Pallets are sometimes used to elevate the bales above the ground. The cost of recycled pallets was used in the analysis.
Results of Analysis
The crushed rock pad with tarp covering is the most cost effective system for 6-month storage (Figure 1). In the case of 6-month storage, storing the hay on the ground is quite similar to that of storing it on a crushed rock pad. Consider this system for lower price hay only when a tarp cannot be used. The other alternatives are much more expensive and will probably not pay for themselves.
For the 12-month storage period (Figure 2), the crushed rock base with tarp covering is the lowest cost alternative. The other alternatives are again appreciably more expensive and should probably be avoided.

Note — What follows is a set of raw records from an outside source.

Issue #1944, opened 2016-01-26
Tests fail/hang with latest PhantomJS (2.1.1)


stephanepoirier:
With the latest PhantomJS (2.1.1), running `cake test` fails then hangs:

``` bash
Running unit tests...
Pass (136/136)
Running DOM tests...
Fail "Mode utilities: not exit on escape if not enabled" -  function (message) {
  this.name = AssertionError;
  this.message = message;
}: Expected 0 but received 2
Fail "Normal mode: not suppress escape" -  function (message) {
  this.name = AssertionError;
  this.message = message;
}: Expected 0 but received 2
```

Execution hangs when the test named "Focus each input when its hint text is typed" indirectly invokes: `page.sendEvent "keypress", request.key` (phantom_runner.coffee: line 32)

I started investigating. I'm currently unsure about the root cause and how to fix. In the meantime, I'll update the CONTRIBUTING.md file to recommend using version PhantomJS 1.9.8, which works fine.

StephanePoirier:
Progress update: issue reproduced on both Windows 10 and Debian Jessie.

The hanging issue is specific to the HTML "color" input component. Under Windows, running tests opens the OS-native color picker dialog and waits for an user input to resume and complete tests. Under Debian, no dialog is shown, but PhantomJS still waits for the user input without showing the dialog.

smblott-github:
Thanks, @StephanePoirier.

Yup.  I reproduced this (although the `npm` version I get still seems to be fine).

So, there are two issues:

- The tests hang due to the HTML5 `color` input, as you've identified.  We can fix this just by dropping `color` from the `inputTypes` list.  That case isn't particularly adding much.
- And the two tests listed above now fail.  This needs more work.

Suggest we hold off on #1945 for a few days until we've had a better chance to look into this.

StephanePoirier:
Progress update:
- Color input: I'll file a bug on PhantomJS. As you suggest, @smblott-github, I'll remove the color input test for the moment.
- The 2 failing tests with 2.1.1 are a valid concern. Those same tests pass in 1.9.8, as a side-effect of the `setup`/`tearDown` invocation from `PostFindMode`. I'll be start working on this test isolation problem.

smblott-github:
Thanks, @StephanePoirier.

StephanePoirier:
Root issue for the hanging problem: https://github.com/ariya/phantomjs/issues/13979

smblott-github:
Fixed (well, workaround) in #2015.

[...]

PR #2015, opened 2016-02-22
Workaround for the hanging part of issue #1944

stephanepoirier:
Workaround for the hanging part of issue #1944 "Tests fail/hang with latest PhantomJS (2.1.1)".

URL: https://github.com/philc/vimium/issues/1944


smblott-github:
Thanks, @stephanepoirier.
This is a better workaround.

And this is [merged](https://github.com/philc/vimium/commits/masterhttps://github.com/philc/vimium/commits/master).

Generally, 12-month storage has higher annual cost than 6-month because of the higher losses that occur for the longer storage period. The one exception to this is the cost associated with hay stored in a building where the DM loss is the same for 6- and 12-month storage. In this case, the costs are identical and the 6-month line plots on top of the
The results of this analysis are appreciably affected by the assumptions used for capital costs and DM losses. Various methods of making round bales and the various weather conditions (moisture and temperature) will affect DM losses. Thus, producers should do their own analyses using the spreadsheet to include their own conditions and assumptions before deciding on their choice of a storage system.

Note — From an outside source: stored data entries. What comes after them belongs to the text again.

PR #2016, opened 2016-02-25
Treat mappings as arrays

mrmr1993:
This cherry picks some commits from my branch [here](https://github.com/mrmr1993/vimium/tree/rebase-normal-mode-mappings-in-frontend), which is a rebase of #1775.

This introduces `commandKeys`, an array of arrays of keys which represent the normal mode mappings. The main benefit of this is that we can avoid evaluating the regex `namedKeyRegex` 4 times (or more, for 2-key mappings).

### DIFF
--- a/content_scripts/vimium_frontend.coffee
+++ b/content_scripts/vimium_frontend.coffee
@@ -13,6 +13,7 @@ keyQueue = null
 # The user's operating system.
 currentCompletionKeys = ""
 validFirstKeys = ""
+commandKeys = []
 
 # We track whther the current window has the focus or not.
 windowIsFocused = do ->
@@ -580,6 +581,8 @@ window.refreshCompletionKeys = (response) ->
 
     if (response.validFirstKeys)
       validFirstKeys = response.validFirstKeys
+    if (response.commandKeys)
+      commandKeys = response.commandKeys
   else
     chrome.runtime.sendMessage({ handler: "getCompletionKeys" }, refreshCompletionKeys)
 
--- a/content_scripts/vimium_frontend.coffee
+++ b/content_scripts/vimium_frontend.coffee
@@ -13,7 +13,6 @@ keyQueue = null
 # The user's operating system.
 currentCompletionKeys = ""
 validFirstKeys = ""
-commandKeys = []
 
 # We track whther the current window has the focus or not.
 windowIsFocused = do ->
@@ -581,8 +580,6 @@ window.refreshCompletionKeys = (response) ->
 
     if (response.validFirstKeys)
       validFirstKeys = response.validFirstKeys
-    if (response.commandKeys)
-      commandKeys = response.commandKeys
   else
     chrome.runtime.sendMessage({ handler: "getCompletionKeys" }, refreshCompletionKeys)
 
--- a/background_scripts/main.coffee
+++ b/background_scripts/main.coffee
@@ -407,9 +407,9 @@ populateValidFirstKeys = ->
 
 populateSingleKeyCommands = ->
   singleKeyCommands = []
-  for own key of Commands.keyToCommandRegistry
-    if (getActualKeyStrokeLength(key) == 1)
-      singleKeyCommands.push(key)
+  for keys in commandKeys
+    if (keys.length == 1)
+      singleKeyCommands.push(keys[0])
 
 populateCommandKeys = ->
   commandKeys = []
--- a/background_scripts/main.coffee
+++ b/background_scripts/main.coffee
@@ -21,6 +21,7 @@ chrome.runtime.onInstalled.addListener ({ reason }) ->
 currentVersion = Utils.getCurrentVersion()
 keyQueue = "" # Queue of keys typed
 validFirstKeys = {}
+commandKeys = []
 singleKeyCommands = []
 frameIdsForTab = {}
 root.urlForTab = {}
@@ -196,6 +197,7 @@ getCompletionKeysRequest = (request, keysToCheck = "") ->
   name: "refreshCompletionKeys"
   completionKeys: generateCompletionKeys(keysToCheck)
   validFirstKeys: validFirstKeys
+  commandKeys: commandKeys
 
 TabOperations =
   # Opens the url in the current tab.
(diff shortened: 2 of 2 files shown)


content_scripts/vimium_frontend.coffee
```diff
@@ -580,6 +581,8 @@ window.refreshCompletionKeys = (response) ->
 
     if (response.validFirstKeys)
       validFirstKeys = response.validFirstKeys
+    if (response.commandKeys)
+      commandKeys = response.commandKeys
```
smblott-github: Are you sure you've cherry picked correctly, @mrmr1993?  It looks like `commandKeys` is unused here.

mrmr1993: I have; if this is mergable, then I wanted to follow it with other commits from #1775's rebase, which would immediately put this to use. I can push a commit to remove this, and revert it in the next PR, if you'd prefer.

mrmr1993:
@smblott-github I've pushed a commit removing the code that exposes `commandKeys` to the frontend.

smblott-github:
Alternative idea...

A better data structure for modelling the keys-to-commands mapping might be a dictionary of dictionaries (in Python terminology).

```Coffeescript
keyMappings = 
   i: enterInsertMode
   g:
      u: goUp
      U: goToRoot
   # And it's not clear that we need to stop at just two levels...
   a:
      b:
         c: aThreeKeyBinding
```

Then we model the state as a list of "pointers" into this structure.  So, after `g`:

```Coffeescript
keyState = [ keyMappings['g'], keyMappings ]
```

Then, the key processing looks something like...

```Coffeescript
commandToRun = null
newKeyState =
   for mapping in keyState
      continue unless mapping[keyChar]
      if mapping[keyChar].description  # We would need a better test for this.
         commandToRun = mapping[keyChar]
         break
      else
         mapping[keyChar]

newKeyState = [] if commandToRun?
keyState = [newKeyState..., keyMappings]

validFirstKeys = []
for mapping in keyState
   validFirstKeys.push (key for own key of mapping)...
```

(All of that was written in this textarea, so there will be mistakes, but hopefully you get the idea.)

mrmr1993:
> A better data structure for modelling the keys-to-commands mapping might be a dictionary of dictionaries (in Python terminology).

I instinctively dislike it, since it obfuscates the information we're trying to store. As far as I can see

Pros:
* It's more efficient to look up the commands for the current key(s) than an array of arrays of strings

Cons:
* It mixes extended mappings and command information (in structure, not within the same object).
* It's harder to check that the values are as we expect by eye (when testing and debugging)
* It's harder to explain conceptually

Is this a strong/better alternative in your mind, or just something you were floating?

smblott-github:
Also on the pros side:

- You get multi-key (more than two) mappings for free.
- And it's nearly always better if you can replace logic with data.

> or just something you were floating?

I'm just floating it.  I have a demo implementation ([branch](https://github.com/smblott-github/vimium/tree/generalised-key-bindings), [commit](https://github.com/smblott-github/vimium/commit/17750b3d0fbf572b10f705fcb0a6a9ce11114599)).  Most of that is just the normal-mode key handling.  The new idea is just `keyCharIsKeyStatePrefix` and `advanceKeyState`.

However, I'm not convinced it's worth pursuing right now.  There would be some benefits, but also some very considerable disruption.  And I'm not sure the benefits are great enough to warrant that disruption.  The *if-it-ain't-broke* principle.

mrmr1993:
> Also on the pros side:
>* You get multi-key (more than two) mappings for free.
>* And it's nearly always better if you can replace logic with data.

These are  actually consequences of your new `keyState` array and associated logic, not of using a dictionary. A dictionary *can* only have a performance impact, since it's just a restructuring of the data.

To compare with `commandKeys`:

```coffeescript
newKeyState = keyState.filter (mapping) ->
    mapping.keys[keyQueue.length] == keyChar
keyQueue.push keyChar
[commandToRun] = newKeyState.filter (mapping) ->
  mapping.length == keyQueue.length

newKeyState = [] if commandToRun?
keyState = [newKeyState..., keyMappings]

validFirstKeys = []
for {keys} in keyState
   validFirstKeys.push (keys[keyQueue.length] for own key of mapping)...
```

(I haven't fixed any code errors from above, just substituted in `commandKeys` code.) Both of the pros you list still apply here.

> I'm not convinced it's worth pursuing right now. 

Can this PR be merged then?

smblott-github:
FYI, @mrmr1993.
I'm now more serious about considering [this](https://github.com/smblott-github/vimium/tree/generalised-key-bindings).

mrmr1993:
> I'm now more serious about considering [this](https://github.com/smblott-github/vimium/tree/generalised-key-bindings).

Am I correct in understanding that you've essentially re-done #1775, but thrown out all of the tried and tested code and rewritten it yourself?

smblott-github:
> Am I correct in understanding that you've essentially re-done #1775, but thrown out all of the tried and tested code and rewritten it yourself?

A bit, but mainly no.  I'm mainly interested in improving the key handling.  And, since that requires re-writing the key handling, we might as well do it in the front end, and - if we're doing it in the front end, then we should do it in a general-purpose way.

If you look at the key handling, there's very little similarity between #1775 and [this](https://github.com/smblott-github/vimium/tree/generalised-key-bindings).

mrmr1993:
> I'm mainly interested in improving the key handling.

So am I, and have been for quite some time.

> And, since that requires re-writing the key handling, we might as well do it in the front end, and - if we're doing it in the front end, then we should do it in a general-purpose way.

I disagree: they should be done separately. Moving code is hard enough without also changing it as it goes. If you want to move it, then do that, along with the necessary refactoring. If you want to change it, change it in place. But don't do both in one go.

lydell:
> ```coffee
> keyMappings =
>    i: enterInsertMode
>    g:
>       u: goUp
>       U: goToRoot
>    # And it's not clear that we need to stop at just two levels...
>    a:
>       b:
>          c: aThreeKeyBinding
> ```

I took this approach in VimFx almost a year ago, and it has been great! The old shortcut matching code had become very difficult to understand and was a bit buggy, so for us the choice was easy. I really like how the key handling logic becomes essentially this:

```
Is the pressed key in the current tree?
Yes:
    Is it a leaf node?
    Yes:
        Run the command!
    No:
        Set the tree it points to as the current tree.
No:
    Reset to the toplevel tree.
```

Note that we don’t store the keyboard shortcuts this way. Instead, we store them in the simplest possible way that makes sense. When VimFx starts up, as well as any time the user customizes a shortcut, this “key tree” is (re-)built. When building it, it is also very easy to find and save all conflicting shortcuts in an array and then present them to the user in our options UI.

Something that has helped me when working on VimFx is “cheating” by checking how Vimium, cVim, Vimperator and Pentadactyl does things. So I just wanted to “give back” a bit here, by sharing our experience :)

Now, I don’t know enough about Vimium’s internals and Chrome extensions, so I probably shouldn’t say more :) Move along.

smblott-github:
Thanks for the input, @lydell.  My implementation is over in #2022.  It removes 200 very tricky LoC (net) and is - I think - simpler to understand and maintain.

Using these assumptions, high capital cost systems do not justify their expense for both short- and long-term storage. The rock base with tarp has the lowest cost for most hay values used during a 6-month storage period. The rock base without tarp has a similar annual cost to storing hay on the ground for the 6-month storage period. Thus, one might invest in this alternative to avoid high losses in a wet year vs. on the ground. The other alternatives are much more expensive and are not justified. The rock base with tarp has the lowest cost for all hay values used during a 12-month storage period. The other alternatives are much more expensive and are not justified.